PR #1887, opened 2025-03-31
show reasonable error if http request fails

punkle:
show reasonable error if http request fails

### DIFF
--- a/plugins/scaffolder-field-extensions/scaffolder-frontend-module-http-request-field/src/components/SelectFieldFromApi/SelectFieldFromApi.tsx
+++ b/plugins/scaffolder-field-extensions/scaffolder-frontend-module-http-request-field/src/components/SelectFieldFromApi/SelectFieldFromApi.tsx
@@ -114,6 +114,17 @@ const SelectFieldFromApiComponent = (
       })}?${params}`,
       { headers },
     );
+    if (options.successStatusCode) {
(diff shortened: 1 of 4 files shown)


plugins/scaffolder-field-extensions/scaffolder-frontend-module-http-request-field/src/components/SelectFieldFromApi/SelectFieldFromApi.tsx
```diff
@@ -114,6 +114,17 @@ const SelectFieldFromApiComponent = (
       })}?${params}`,
       { headers },
     );
+    if (options.successStatusCode) {
+      if (response.status !== options.successStatusCode) {
+        throw new Error(
+          `Failed to retrieve data from API: ${response.statusText}`,
+        );
+      }
+    } else if (!response.ok) {
```
punkle, line 123: Maybe by default it should default to the existing behavior and we can make this minor, thoughts?

punkle:
@Xantier the issue here is that where an error is returned there is no error from the http client.. the error occurs when the data field attempts to retrieve the dropdown elements, labels/values etc from the error response body.

I feel we should allow the status code to be checked to give an error before it parses the body.

Xantier (approved):

PR #1889, opened 2025-03-31
fix(catalog-backend-module-okta): chunk membership resolution queries to avoid socket overloading

alecjacobs5401:
Recently, we expanded our usage of the `OktaGroupEntityProvider` to pull in more Groups than we typically had in the past (>1000).

We started noticing that every run of the provider would produce different results and that Groups were disappearing on subsequent runs. After some local investigation and debugging, we found that many of the `listUsers()` queries were silently failing and thus skipping that group entirely for ingestion.

For us, the underlying root cause was `ERR_SOCKET_TIMEOUT` since we were kicking off >1000 async requests to Okta to resolve membership. This is resolved by adding chunking to membership resolution to limit how many async processes we have in flight at once.

Implementing this change and testing it locally showed minimum to no difference in timing to resolve all membership for 1000+ groups, likely due to lack of socket contention meaning things were resolving faster and/or automated rate limit handling happening internally to the Okta package not needing to take effect.

This is an extension of https://github.com/RoadieHQ/roadie-backstage-plugins/pull/1280 which was only applied to `OktaOrgEntityProvider`

We separately schedule the User and Group providers to avoid hammering Okta and to reduce risk.

- [x] Screenshots of before and after attached (for UI changes): **N/A**

### DIFF
--- a/plugins/backend/catalog-backend-module-okta/src/providers/OktaGroupEntityProvider.ts
+++ b/plugins/backend/catalog-backend-module-okta/src/providers/OktaGroupEntityProvider.ts
@@ -14,6 +14,7 @@
  * limitations under the License.
  */
 
+import chunk from 'lodash/chunk';
 import { GroupEntity } from '@backstage/catalog-model';
 import { Config } from '@backstage/config';
 import { OktaEntityProvider } from './OktaEntityProvider';
@@ -36,6 +37,8 @@ import { getParentGroup } from './getParentGroup';
 import { OktaGroupEntityTransformer } from './types';
 import { LoggerService } from '@backstage/backend-plugin-api';
 
+const DEFAULT_CHUNK_SIZE = 250;
+
 /**
  * Provides entities from Okta Group service.
  */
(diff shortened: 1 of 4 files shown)


alecjacobs5401:
FYI @Xantier @punkle

plugins/backend/catalog-backend-module-okta/src/providers/OktaGroupEntityProvider.ts
```diff
@@ -129,60 +136,73 @@ export class OktaGroupEntityProvider extends OktaEntityProvider {
       logger: this.logger,
     });
 
-    await Promise.allSettled(
-      Object.entries(oktaGroups).map(async ([_, group]) => {
-        const members: string[] = [];
-        await group.listUsers().each(user => {
+    for (const entries of chunk(Object.entries(oktaGroups), this.chunkSize)) {
```
punkle, line 139: I feel like p-map might be a good choice for this type of thing.. but Im not sure if it has the allSettled type behaviour.

punkle (approved):

PR #1925, opened 2025-06-11
Fix ArgoCD plugin throwing errors in NFS

benjdlambert:
The `argocd` plugin uses the wrong Blueprint in the new frontend system throwing errors because the `argoCdPage` is actually an `EntityContent` tab instead and expects an `EntityContext` to be available.

This fixes that by moving this to be an `EntityContentBlueprint` instead.


punkle:
Thank you 🙏

benjdlambert:
Thank you! :pray:

PR #1928, opened 2025-06-11
fix(wiz): corrected url in frontend plugin to the correct backend plugin

jneate:
This change allows wiz plugin consumers to add the backend plugin using the new Backstage plugin system, and removes the need for additional customisation or additional development effort.

It could be achieved by changing the backend component's plugin ID but I wasn't sure if there were other instances referencing this plugin, hence the simpler change to the frontend plugin to change the URL being called by the API client.

Existing tests pass, mainly a documentation change.

Marked the change as breaking because if people have customised the backend plugin, their integration won't work with the new frontend plugin anymore.

### DIFF
--- a/.changeset/old-teachers-sniff.md
+++ b/.changeset/old-teachers-sniff.md
@@ -1,0 +1,35 @@
+---
+'@roadiehq/plugin-wiz-backend': major
+---
+
+**BREAKING** Fixed an issue with backend plugin initialisation approach which required additional configuration for the end user.
+
+This fix allows plugin consumers to add the backend plugin using the new backend system, unfortunately, this breaks existing approaches as plugin consumers will have customised the backend plugin to respond on the incorrect URL.
+
+These changes are **required** to `packages/backend/src/index.ts`
+
+```diff
++ // Install wiz backend plugin
++ backend.add(import('@roadiehq/plugin-wiz-backend'));
+- import wiz from './plugins/wiz';
+- // ...
+- async function main() {
+-   // ...
+-   const wizEnv = useHotMemoize(module, () => createEnv('wiz'));
+-
+-   const wizConfig = {
+-   clientId: config.getOptionalString('wiz.clientId'),
+-   clientSecret: config.getOptionalString('wiz.clientSecret'),
+-   tokenUrl: config.getOptionalString('wiz.tokenUrl'),
+-   apiUrl: config.getOptionalString('wiz.wizAPIUrl'),
+- };
+-
+-   const apiRouter = Router();
+-     if (wizConfig.enabled && wizConfig.clientId && wizConfig.clientSecret && wizConfig.tokenUrl && wizConfig.apiUrl) {
+-     router.use('/wiz-backend', await wiz(wizEnv));
+-   } await wiz(wizEnv));
+-   // ...
+- }
+```
+
+And you can remove the previous plugin customisation file `packages/backend/src/plugins/wiz.ts`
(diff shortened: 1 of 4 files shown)


.changeset/polite-dogs-rescue.md
```diff
@@ -0,0 +1,36 @@
+---
+'@roadiehq/backstage-plugin-wiz': major
```
punkle: Could we make this a minor by adding a config option to the config.d.ts file with frontend visibility and defaulting it to `wiz-backend`?

jneate: we could, but it feels overkill adding a config option to support the expected behaviour of the backend plugin system

I'm happy to make the change if you'd rather do that though and avoid the breaking change?

punkle: I think as it currently stands the backend must be mounted at `wiz-backend`, after this frontend release, the backend will need to be either moved to backend-wiz-backend or be mounted in both places if it is in use by other parts of the application? Isn't that just more cumbersome forcing everyone to change the mounting to take the update? But if we add flexibility it might be easier to migrate?

I am not familiar with backend plugins using this type of name, generally it would be just "wiz" right? So Im unsure why we are prefixing it with the word plugin- in the first place? Could you explain the motivation there?

jneate: The existing backend plugin has the prefix `plugin-wiz-backend` and I'm in agreement with you I don't know why it was created like that, the other option as mentioned in the PR is to change the plugin ID to `wiz-backend` and drop the `plugin-` prefix which was the other approach I was thinking about, but that might still be seen as a breaking change because I don't know what else would, or could, reference the plugin ID

If the ID was changed then there'd be no changes required to the frontend plugin, it'd be self contained to the backend one. I'd rather remove the prefix from the backend plugin than add config into the frontend plugin but again it depends whether you'd want to mark that change as a major or breaking change and the overhead that comes with?

jneate: @punkle I've updated the PR based on this chat, I still think it's worth marking the backend plugin as a major/breaking change to ensure people are aware of the changes but happy to take your steer

jneate:
@Irma12 happy to discuss/compromise if you disagree with the approach as per the comments with @punkle

kissmikijr:
I'm a bit confused that you mention multiple times frontend but all of the changes are in the backend plugin ? 🤔

jneate:
@kissmikijr the first version changed the frontend plugin to use the correct backend URL, following feedback from others on the PR it was changed to keep the frontend as it was, and change the backend plugin which would alter the default URL meaning no changes needed in the frontend

kissmikijr:
Yea, fair, do you mind changing the descr and title please? I'm in favor of this change. I think it's fine to change the pluginId and leave it as a major version change. 

However the best would be if we would update the pluginId to be only wiz and change the frontend also to expect that :D

jneate:
@kissmikijr are you happy for the frontend change to be a breaking one also?
People upgrading to the newer version would have to upgrade to the newer backend version also so it makes sense in my head

If you're happy with the above I'll update the PR today

kissmikijr:
@jneate Yes, we are fine with a breaking change in the FE and BE in favor of the rename to use only `wiz` as the plugin id. Should be cleaner overall and the "migration" path will be super simple as well!

I would really appreciate if you would do it!

jneate:
@kissmikijr @Irma12 - ready for review following the above changes / discussion

kissmikijr (approved):
🚀 Thank you!

PR #48, opened 2017-12-18
Refresh ephemera/ files

spiffxp:
They were originally copied from kubernetes/community/contributors/devel/release and then never tombstoned or deprecated over there, so they caught updates.

If this repo makes sense as the authoritative source for this content, I'd like to tombstone the copies in kubernetes/community to point to here.

I also thought @enisoc's patch manager playbook was useful so moved it someplace more permanent sounding.


jdumars:
Wow!!!

PR #55, opened 2017-12-22
Removing "Secondary release manager" role (dup by the Lead Shadow)

idvoretskyi:
Removing the "Secondary release manager" role as it's duplicated by the Release Lead Shadow.

PR #56, opened 2017-12-22
Release Lead Secondary renamed to the Release Lead Shadow

idvoretskyi:
Fixes https://github.com/kubernetes/sig-release/pull/55#issuecomment-353639955


README.md
```diff
@@ -154,9 +154,8 @@ All the roles defined below report to the Release Management Team Lead.
   and all deadlines leading up to release
 - Manages [exception](https://github.com/kubernetes/features/blob/master/EXCEPTIONS.md) process for features that want to merge after code freeze
 
-### Release Team Secondary
-The Release Team Secondary is an assistant to the Release Team Lead and works to fill gaps in Release Team staffing or effort. The Secondary should
-be familiar with the release process and remain ready to discharge the responsibilities of the Lead in the event the Lead is unavailable.
+### Release Team Shadow
```
enisoc: Technically this should be "Release Team Lead Shadow" to distinguish it from "Release Team Shadow" below, and also to avoid having to fix the TOC link by adding `-1` to the anchor name.

But maybe we don't even need this, if we combine it with the general shadow section below.

By the way, below we say the release team member should select mentees, but in the last two cycles we just let people volunteer to shadow. Should we update the wording to match what we actually do?

idvoretskyi: > Should we update the wording to match what we actually do?

Agree.

idvoretskyi: @enisoc updated.

README.md
```diff
@@ -10,15 +10,15 @@
...
+   - [Release Team Shadow](#release-team-shadow)
    - [Release Branch Manager](#release-branch-manager)
    - [Docs Lead](#docs-lead)
    - [Features Lead](#features-lead)
    - [Bug Triage Lead](#bug-triage-lead)
    - [Test Infra Lead](#test-infra-lead)
    - [Upgrade Testing Lead](#upgrade-testing-lead)
    - [CI Signal Lead](#ci-signal-lead)
-   - [Release Team Shadow](#release-team-shadow)
+   - [Release Team Lead Shadow](#release-team-lead-shadow)
```
enisoc: This TOC entry should be swapped with the one you changed above.

idvoretskyi: @enisoc oooops, fixed.
Thanks!

PR #61, opened 2018-01-02
Change from "marketing" to "communications"

jdumars:
In the process of documenting this role (PR soon!), it became clear that this is not a "marketing" role, but instead a communications coordinator position between CNCF, media, PM, and the release team.  There is an assumption that the CNCF will have a person dedicated to their marketing efforts already.


jdumars:
Role draft: https://docs.google.com/document/d/11uwwCUoZxoyhtD1_HkVmEvDooq9VZ6F5sy_3izaKEtY

Will be a PR once reviewed by CNCF.

idvoretskyi:
@jdumars +1, it's a more clear definition of the role.

PR #65, opened 2018-01-04
Add OWNERS for PST docs

cblecker:
Adds OWNERS file for PST documentation, and github usernames to the docs itself.

### DIFF
--- a/OWNERS_ALIASES
+++ b/OWNERS_ALIASES
@@ -23,3 +23,9 @@ aliases:
     - roberthbailey
     - saad-ali
     - wojtek-t
+  product-security-team:
+    - philips
+    - jessfraz
+    - cjcullen
+    - tallclair
+    - liggitt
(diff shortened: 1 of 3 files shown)


spiffxp:
hmm, let's see if this merges, github's ui is telling me we'd be applying the `needs-rebase` label if we had that turned on here

cblecker:
@spiffxp it's because "Require branches to be up to date before merging" is enabled in the branch protection options for this repo. Typically, it's off.
ref: https://help.github.com/articles/enabling-required-status-checks/

spiffxp:
I guess the real question is whether this is the sort of thing we'd want tide to pay attention to, for those repos that would prefer to keep using that option

cblecker:
My understanding is that it's so testing can be done just on the branch, but ensuring that those tests also include all the commits from master. However, as prow handles merging the branch on top of master before testing anyways, it shouldn't apply and just presents an odd UI. In the PR that @fejta has cooking for a prow branch protection plugin (https://github.com/kubernetes/test-infra/pull/6077), he is blindly setting it to false (I assume for this reason).

PR #98, opened 2018-03-27
Translate Google doc burndown meeting into MD

jdumars:
This is the complete meeting history for the 1.10 release. Some future generation may want to do technoarchaeology to understand the origin of kubosapiens.


jdumars:
There definitely formatting errors, but I will die of old age before I am able to fix them all. Perfect is the enemy of done in this case.

idvoretskyi:
@jdumars 

> There definitely formatting errors, but I will die of old age before I am able to fix them all. Perfect is the enemy of done in this case.

Long live, kubosapiens!

PR #100, opened 2018-03-28
Add mostly empty release team directory for 1.11

calebamiles:
...but note that Josh is our Release Team Lead and Ihor will likely lead features again. The idea is to merge this skeleton quickly and then add the rest of the release info as it's available


jberkus:
LGTM, will have more team details and draft schedule tomorrow.

/lgtm

idvoretskyi:
> Ihor will likely lead features again.

Yaaaa, but finally I would like to have a shadow!

jberkus:
I'll put out a call, but leads also need to try to recruit shadows.

PR #108, opened 2018-03-29
v1.11 release team - add colemickens as shadow bug triage

colemickens:
Hello. I'd like to volunteer to do `Bug Triage` for the v1.11 release cycle. (I skimmed the README, but didn't see a formal process for this, hopefully this is sufficient.)

PR #111, opened 2018-04-03
Add Cole Mickens as shadow bug triage.

jberkus:


colemickens:
Hi @jberkus, this looks like the same change as #108, which is passing CLA, etc, now. Thanks.

jberkus:
@colemickens aha, you revised that one!  Closing this one.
######
Task prompt:
Please copy, exactly and with nothing else, the lines above beginning at the line that has "Will be a PR once reviewed by CNCF." and ending with the line that has "- roberthbailey".

Solution for this task:
Will be a PR once reviewed by CNCF.

idvoretskyi:
@jdumars +1, it's a more clear definition of the role.

PR #65, opened 2018-01-04
Add OWNERS for PST docs

cblecker:
Adds OWNERS file for PST documentation, and github usernames to the docs itself.

### DIFF
--- a/OWNERS_ALIASES
+++ b/OWNERS_ALIASES
@@ -23,3 +23,9 @@ aliases:
     - roberthbailey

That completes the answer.